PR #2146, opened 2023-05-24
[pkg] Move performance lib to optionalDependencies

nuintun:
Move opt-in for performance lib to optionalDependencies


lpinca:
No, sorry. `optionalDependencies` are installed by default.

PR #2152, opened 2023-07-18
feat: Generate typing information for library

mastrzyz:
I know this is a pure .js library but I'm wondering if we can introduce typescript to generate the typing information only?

+ + + + +

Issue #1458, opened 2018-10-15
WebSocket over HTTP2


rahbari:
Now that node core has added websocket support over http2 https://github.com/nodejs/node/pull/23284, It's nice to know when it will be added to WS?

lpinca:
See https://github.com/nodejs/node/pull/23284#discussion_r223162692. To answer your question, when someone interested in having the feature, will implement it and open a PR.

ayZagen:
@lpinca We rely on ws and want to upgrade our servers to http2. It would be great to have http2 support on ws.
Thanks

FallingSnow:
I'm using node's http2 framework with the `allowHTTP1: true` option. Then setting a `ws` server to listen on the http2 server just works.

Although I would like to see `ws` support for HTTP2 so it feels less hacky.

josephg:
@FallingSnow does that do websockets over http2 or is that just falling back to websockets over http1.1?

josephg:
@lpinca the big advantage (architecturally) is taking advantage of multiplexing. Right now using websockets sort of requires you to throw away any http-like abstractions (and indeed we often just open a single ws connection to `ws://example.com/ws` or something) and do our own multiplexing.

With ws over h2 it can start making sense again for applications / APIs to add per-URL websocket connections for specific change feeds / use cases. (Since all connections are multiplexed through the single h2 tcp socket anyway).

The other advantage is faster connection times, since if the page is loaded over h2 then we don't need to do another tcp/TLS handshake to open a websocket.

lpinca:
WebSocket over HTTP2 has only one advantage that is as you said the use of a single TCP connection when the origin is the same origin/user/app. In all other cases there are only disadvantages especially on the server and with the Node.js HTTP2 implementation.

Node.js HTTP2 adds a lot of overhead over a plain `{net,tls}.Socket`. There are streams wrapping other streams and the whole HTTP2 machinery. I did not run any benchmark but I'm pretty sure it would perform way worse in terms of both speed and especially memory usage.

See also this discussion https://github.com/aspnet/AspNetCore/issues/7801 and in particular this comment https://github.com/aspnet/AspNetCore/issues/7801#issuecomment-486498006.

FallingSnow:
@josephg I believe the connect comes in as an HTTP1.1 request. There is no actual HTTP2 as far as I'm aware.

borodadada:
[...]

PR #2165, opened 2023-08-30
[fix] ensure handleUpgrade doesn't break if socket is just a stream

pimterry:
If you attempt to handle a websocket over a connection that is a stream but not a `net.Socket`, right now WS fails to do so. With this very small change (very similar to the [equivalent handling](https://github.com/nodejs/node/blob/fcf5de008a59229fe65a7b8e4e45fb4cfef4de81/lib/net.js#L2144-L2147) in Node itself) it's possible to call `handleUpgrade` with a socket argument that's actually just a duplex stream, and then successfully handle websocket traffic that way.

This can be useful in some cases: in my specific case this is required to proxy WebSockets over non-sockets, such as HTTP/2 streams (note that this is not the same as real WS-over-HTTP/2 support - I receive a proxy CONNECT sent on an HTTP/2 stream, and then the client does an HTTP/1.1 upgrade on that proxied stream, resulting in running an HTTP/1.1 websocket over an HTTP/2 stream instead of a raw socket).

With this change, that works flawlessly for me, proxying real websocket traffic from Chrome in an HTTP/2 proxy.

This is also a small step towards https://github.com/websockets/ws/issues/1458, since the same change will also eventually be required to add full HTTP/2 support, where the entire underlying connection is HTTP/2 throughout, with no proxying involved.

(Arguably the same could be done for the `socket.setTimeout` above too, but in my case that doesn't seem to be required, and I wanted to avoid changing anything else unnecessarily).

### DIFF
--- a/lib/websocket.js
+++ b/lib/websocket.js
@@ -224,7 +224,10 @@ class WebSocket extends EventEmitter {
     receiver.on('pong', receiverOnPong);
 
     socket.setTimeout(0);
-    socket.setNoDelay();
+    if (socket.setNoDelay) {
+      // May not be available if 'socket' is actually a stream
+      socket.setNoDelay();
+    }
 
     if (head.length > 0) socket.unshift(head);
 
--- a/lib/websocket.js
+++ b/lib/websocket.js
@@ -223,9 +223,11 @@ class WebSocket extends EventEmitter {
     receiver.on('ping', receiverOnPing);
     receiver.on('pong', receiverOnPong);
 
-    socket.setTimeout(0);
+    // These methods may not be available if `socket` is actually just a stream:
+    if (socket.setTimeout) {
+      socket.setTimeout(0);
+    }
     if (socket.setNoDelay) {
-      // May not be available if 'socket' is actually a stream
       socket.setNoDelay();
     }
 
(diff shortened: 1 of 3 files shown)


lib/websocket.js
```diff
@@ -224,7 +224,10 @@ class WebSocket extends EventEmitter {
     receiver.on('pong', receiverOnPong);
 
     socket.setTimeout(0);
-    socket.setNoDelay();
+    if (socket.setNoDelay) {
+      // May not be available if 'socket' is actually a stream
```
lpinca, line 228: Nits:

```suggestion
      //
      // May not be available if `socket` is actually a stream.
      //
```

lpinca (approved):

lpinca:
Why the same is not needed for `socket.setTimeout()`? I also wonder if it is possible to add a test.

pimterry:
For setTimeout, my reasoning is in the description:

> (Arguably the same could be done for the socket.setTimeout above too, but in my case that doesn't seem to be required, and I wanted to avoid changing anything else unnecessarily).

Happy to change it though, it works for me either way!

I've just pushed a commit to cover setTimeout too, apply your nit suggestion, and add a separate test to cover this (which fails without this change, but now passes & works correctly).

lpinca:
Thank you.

+ + + + +

> [What is expected]: Wherever a line in the entries holds "Move", copy that line.

> [Task response]:
[pkg] Move performance lib to optionalDependencies
Move opt-in for performance lib to optionalDependencies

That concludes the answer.